El sindicalista kirchnerista Pablo Moyano sorprendió a todos hoy al rechazar abiertamente la incorporación de la inteligencia artificial en el ámbito laboral en Argentina, a pesar de reconocer que se trata de un proceso difícil de detener.
Durante una entrevista en un programa radial de FM Futurock, el referente del sindicato de Camioneros expresó su rechazo al avance de la tecnología.
“Bueno, nosotros lo rechazamos, por supuesto. Nadie puede estar eh o dudar que es el avance que se viene, ¿no? En algunas empresas de logística de nuestra actividad están apareciendo robots o nueva metodología de trabajo”, sostuvo.
Las declaraciones reflejan una postura crítica frente al desarrollo tecnológico, en un contexto global donde la automatización avanza de manera sostenida, impulsando el crecimiento económico y el bienestar.
El dirigente remarcó que la prioridad de su sector es evitar la pérdida de empleos, aunque eso signifique defender un modelo más ineficiente: “Lo que no hemos permitido es despidos de trabajadores, pero bueno, es un avance que no sé cómo se va a poder llegar a frenar, ¿no? El tema es que no impacte en el trabajo".
"En Europa ya hasta camiones están eh sin chofer. Es una locura que uno pensaba que no iba a llegar a nuestro país. Pero lamentablemente, bueno, será cada organización gremial cómo defenderá a sus trabajadores”, advirtió.
Pablo y Hugo Moyano.
Las palabras del sindicalista se producen en un escenario donde la Inteligencia Artificial se consolida como una herramienta clave para mejorar la productividad y transformar industrias enteras, lo que contrasta con las posturas que buscan limitar su implementación por temor a sus efectos laborales.
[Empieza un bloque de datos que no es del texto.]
PR #901, opened 2026-05-14
Update ZigHouse

donge:
## Update ZigHouse

Update the zighouse entry per review feedback in #901. Switch to a generic `v1.0.3` release binary with direct Parquet import.

### Changes from review feedback

- **Generic binary** — downloads `v1.0.3` from [donge/zighouse/releases](https://github.com/donge/zighouse/releases) instead of a ClickBench-specific binary
- **Parquet import** — `import-parquet --format=generic` writes directly to a local column store, no HTTP server dependency
- **BENCH_RESTARTABLE=no** — ZigHouse is an embedded CLI, so cold-cycle restarts are skipped (just `drop_caches`)
- **generic-smoke.sh** — runs after the main benchmark (not inside `./load`) to demonstrate generic SQL without inflating `load_time`
- **BENCH_CONCURRENT_DURATION=0** — single-process engine skips QPS test

### Architecture

ZigHouse parses SQL with a native Zig recursive-descent parser, builds an IR plan, and executes via a pipeline-parallel executor. All 43 ClickBench queries run through the same generic SQL pipeline — there is no separate ClickBench-specific fast path.

### Results on c6i.4xlarge (100M rows)

| Metric | Value |
|--------|-------|
| load_time | 1366.64 s |
| data_size | 75.78 GB |
| best-of-3 warm query sum (43 q) | 46.82 s |
| null queries | 1 (Q20 segfault) |

The generic store format is deliberately simple (no compression, no marks, no primary index), resulting in larger storage but correct end-to-end import + query. Compression is on the roadmap.

### Install

Binary: https://github.com/donge/zighouse/releases/tag/v1.0.3
SHA256: `4f63353bfc9b09a649fb54c77c447a113b4bf2b331957aa65d4b33648ef56d5b`


alexey-milovidov:
Could you please sign a CLA?

donge:
Sure, done.

zighouse/install
```diff
@@ -1,8 +1,8 @@
 #!/bin/bash
 set -e
 
-: "${ZIGHOUSE_VERSION:=v0.1.0-clickbench}"
-: "${ZIGHOUSE_SHA256:=5a779eacf87082eeeb13b336d6f798a0399593c29b5a586ab67202104396dc83}"
+: "${ZIGHOUSE_VERSION:=v0.2.0-clickbench}"
```
rschu1ze: Can we you please change this to download a generic ZigHouse binary like `v1.0.2` from the [release page](https://github.com/donge/zighouse/releases) instead of a ClickBench-specific binary?

zighouse/README.md
```diff
@@ -4,7 +4,7 @@ ZigHouse is an experimental analytical database binary written in Zig.
 
 This ClickBench entry uses the published Linux x86_64 benchmark binary from:
 
-https://github.com/donge/zighouse/releases/tag/v0.1.0-clickbench
+https://github.com/donge/zighouse/releases/tag/v0.2.0-clickbench
```
rschu1ze: Please see my other comment about the binary.

zighouse/generic-smoke.sh
```diff
@@ -0,0 +1,36 @@
+#!/bin/bash
```
rschu1ze, line 1: The script isn't called from anywhere, therefore it doesn't run automatically. Could you please call it from `zighouse/load`?

rschu1ze (changes requested):

zighouse/install
donge: done

PR #902, opened 2026-05-14
Update QuestDB to 9.3.5

puzpuzpuz:
This fixes DNFs in Q27 and Q28. The reason for the DNFs is that the `length_bytes()` SQL function was shipped in 9.3.2 while clickbench installation still used 9.3.1, so the queries were not aligned with QuestDB version in the benchmark. Also, `query.timeout.sec` configuration option was replaced with `query.timeout`, so the script wasn't increasing the default query timeout properly.


puzpuzpuz:
I'll include the new result files tomorrow.

**Update**. The results are now included.

puzpuzpuz:
@rschu1ze could you take a look at this one?

puzpuzpuz:
@alexey-milovidov could you take a look at this one?

puzpuzpuz:
Is the benchmark still maintained?

puzpuzpuz:
@george-larionov could you take a look at this PR? It's pending for a while already.

puzpuzpuz:
@rschu1ze thanks for the review and double-checking the submission. It looks like your results match what we had sans the `concurrent_qps` metrics which seems to be removed.

PR #906, opened 2026-05-15
Add Frigatebird

alexey-milovidov:
## Summary

- Adds a `frigatebird/` ClickBench recipe for [Frigatebird](https://github.com/Frigatebird-db/frigatebird), an embedded columnar SQL database written in Rust (push-based Volcano execution, morsel parallelism, LZ4 + O_DIRECT storage).
- `./load` streams `hits.parquet` through a small pyarrow script (`parquet_to_inserts.py`) into the Frigatebird REPL as batched `INSERT INTO hits VALUES (...)` statements — Frigatebird has no `COPY` / Parquet / CSV ingest path.
- `create.sql` collapses all integer widths to `BIGINT` and `DATE` to `TIMESTAMP` (Frigatebird's type system has no narrower forms), and uses the mandatory `ORDER BY (CounterID, EventDate, UserID, EventTime, WatchID)`.
- `./query` measures runtime with bash built-in `time` since the CLI has no built-in timer.

## Notes

- `parquet_to_inserts.py` emits negative integers as quoted strings to work around Frigatebird's `INSERT` planner rejecting `UnaryOp { Minus, Number }` literals; the column-type coercion path parses them back to `i64`.
- Frigatebird's SQL surface doesn't include `EXTRACT`, `REGEXP_REPLACE`, `LENGTH`/`STRLEN`, `CASE`, etc., so several queries will fail at parse/plan time and land as `null` in the results JSON.
- In smoke testing, Frigatebird's TEXT decompressor panics with `failed to decompress page payload: string is not valid utf8` on the non-UTF-8 bytes that the hits dataset's text columns contain. The recipe is wired up so the upstream behaviour on the full dataset is reproducible; expect many or all queries to be `null` until upstream stabilises ingest/scan for non-UTF-8 strings.

Resolves #809

## Test plan

- [ ] `./install && ./benchmark.sh` on a fresh Ubuntu 24.04 VM
- [ ] Confirm any queries that succeed have plausible timings; remaining queries surface as `null`


alexey-milovidov:
It was updated last time 6 months ago. But I love collecting obscure and abandoned databases. Maybe we have a chance to make it work.

alexey-milovidov:
@nubskr, FYI

Issue #60, opened 2021-05-19
Incompatibilities with some markdownlint rules


rekmarks:
This package produces `CHANGELOG.md` files that are incompatible with [`markdownlint`](https://github.com/DavidAnson/markdownlint).

The written changelog conforms exactly to the example from the [Keep a Changelog website](https://keepachangelog.com/en/1.0.0/), but are its spacing conventions really relevant to the spec our our ability to parse a changelog?

I believe that the spacing is irrelevant to the Keep a Changelog spec, and we should make the output changelogs compatible with `markdownlint` at least in terms of spacing. There may even be an argument to integrate `markdownlint` into this tool, but that's a different question.

Related: #50. `markdownlint`-compatibility appears to be largely equivalent with Prettier-compatibility.

Gudahtt:
Changing the spacing, or some other unimportant aspect of the changelog format, is something we could do. But then it wouldn't be strictly compatible with the spec, and thus with other KeepAChangelog-related tooling. We could make it flexible, but then it would be less useful, because it can't apply the format for us automatically if it's flexible enough to accept both.

danroc:
Update: Keep a Changelog has changed its own [changelog file](https://raw.githubusercontent.com/olivierlacan/keep-a-changelog/v1.1.1/CHANGELOG.md) to match `markdownlint` defaults.

See: https://github.com/olivierlacan/keep-a-changelog/pull/318

PR #155, opened 2023-09-22
Add `--prettier` flag for Prettier-formatted changelogs

danroc:
This PR adds a new `--prettier` flag. When enabled, this flag signals that the tool should expect the changelog to be formatted using Prettier. By default, this flag is set to `false`, ensuring backward compatibility with all existing `CHANGELOG.md` files.

The primary motivation for this change is to overcome a current limitation of `auto-changelog`. At present, our tool does not support the changelog format provided by _Keep a Changelog_ (version ^1.1.0).

Fixes: #60

### DIFF
--- a/package.json
+++ b/package.json
@@ -58,7 +58,7 @@
     "eslint-plugin-prettier": "^4.2.1",
     "jest": "^26.4.2",
     "outdent": "^0.8.0",
-    "prettier": "^3.0.3",
+    "prettier": "^2.7.1",
     "rimraf": "^3.0.2",
     "ts-jest": "^26.5.6",
     "typescript": "~4.8.4"
--- a/package.json
+++ b/package.json
@@ -58,7 +58,7 @@
     "eslint-plugin-prettier": "^4.2.1",
     "jest": "^26.4.2",
     "outdent": "^0.8.0",
-    "prettier": "^2.8.8",
+    "prettier": "^3.0.3",
     "rimraf": "^3.0.2",
     "ts-jest": "^26.5.6",
     "typescript": "~4.8.4"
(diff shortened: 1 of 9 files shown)


Mrtenz (commented):
Rather than running Prettier programatically, couldn't we just remove the changelog from the ignore list, and disable formatting with a flag?

https://github.com/MetaMask/metamask-module-template/blob/main/package.json#L45

danroc:
I'm not sure. The `update` command would need to be paired with an external formater everytime it's executed. But it could be another flag (`--ignore-format`?) available only for `validate`.

Mrtenz:
> I'm not sure. The `update` command would need to be paired with an external formater everytime it's executed. But we could add another flag (`--ignore-formatting`?) available only for `validate`.

We run Prettier regardless, hence why it's currently ignored.

Gudahtt:
Not always at the same time as updating the changelog though.

There's also the `validate` command; it's sensitive to formatting changes so we'd need to run prettier programmatically during validation to avoid breaking that.

danroc:
If we ignore formating, enforcing that the sections are always in the same order may be more complex.

Yes @Gudahtt, this is why I passed the formatter to both `validate` and `update` commands.

Mrtenz:
Ok, makes sense!

danroc:
If we are not willing to add a formatter, I suppose I could workaround like this:

Replace `update` with:

```
auto-changelog update && prettier
```

And replace `validate` with:

```
auto-changelog validate --fix && prettier
```

and then check if the `CHANGELOG.md` file changed.

Gudahtt (approved):
LGTM!

PR #157, opened 2023-10-06
package rename changelog validation

kanthesha:
In the current released version, if we rename the package and would like to preserve the changelog, validation is failing for the format. Which is expected as package name doesn't match.

These changes will help to preserve the old package release/tag history and also works fine with new package release/s when we run the validation.
It addresses
1. Changelog validation working fine for the old package name in the entries and also for the new package release entries
2. An option to configure Old Tag Prefix and Old Package Version

original tag prefix and original latest version can be configured in package.json
```
"autoChangelog": {
    "packageRename": {
      "originalLastestVersion": "5.0.1",
      "originalTagPrefix": "json-rpc-middleware-stream@"
    }
  },
```

### DIFF
--- a/src/changelog.ts
+++ b/src/changelog.ts
@@ -271,7 +271,7 @@ function getReleaseLinkReferenceDefinitions(
   const releaseLinkReferenceDefinitions = releases.map(({ version }) => {
     let diffUrl;
     // once the version matches with versionBeforeRename, rest of the lines in changelog will be assumed as migrated tags
-    if (packageRename && packageRename?.versionBeforeRename === version) {
+    if (packageRename && packageRename.versionBeforeRename === version) {
       tagPrefixToCompare = packageRename.tagPrefixBeforeRename;
     }
 


src/changelog-config.ts
```diff
@@ -0,0 +1,63 @@
...
+      originalTagPrefix: string;
+    };
+  };
+};
+
+/**
+ * Returns the latest version of the original package in case of package renamed.
+ *
+ * @returns The original package latest version.
+ */
```
MajorLift, line 19: `@returns` tag should include return types for all branches.
```suggestion
 * @returns The latest version string of the original package, or null.
```

src/changelog-config.ts
```diff
@@ -0,0 +1,63 @@
...
+    if (
+      typeof packageJsonContent.autoChangelog?.packageRename
+        ?.originalTagPrefix === 'string'
+    ) {
+      return packageJsonContent.autoChangelog.packageRename.originalTagPrefix;
+    }
+  }
+
+  return null;
+}
```
MajorLift, line 63: A couple changes here might reduce the complexity of the logic and add a bit of type safety:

Además del debate tecnológico, el dirigente apuntó contra la interna del peronismo. “Lamentablemente están ocupados, en el PJ, en internas baratas que no le sirven a nadie. Hoy no veo que la gente en estos momentos se vuelva o a enamorar o a esperar una figura que nos saque de este desastre que nos está dejando Milei”, concluyó.
Las declaraciones de Moyano exponen no solo la resistencia de sectores sindicales frente a la innovación tecnológica, sino también las tensiones internas del kirchnerismo dentro del ámbito político.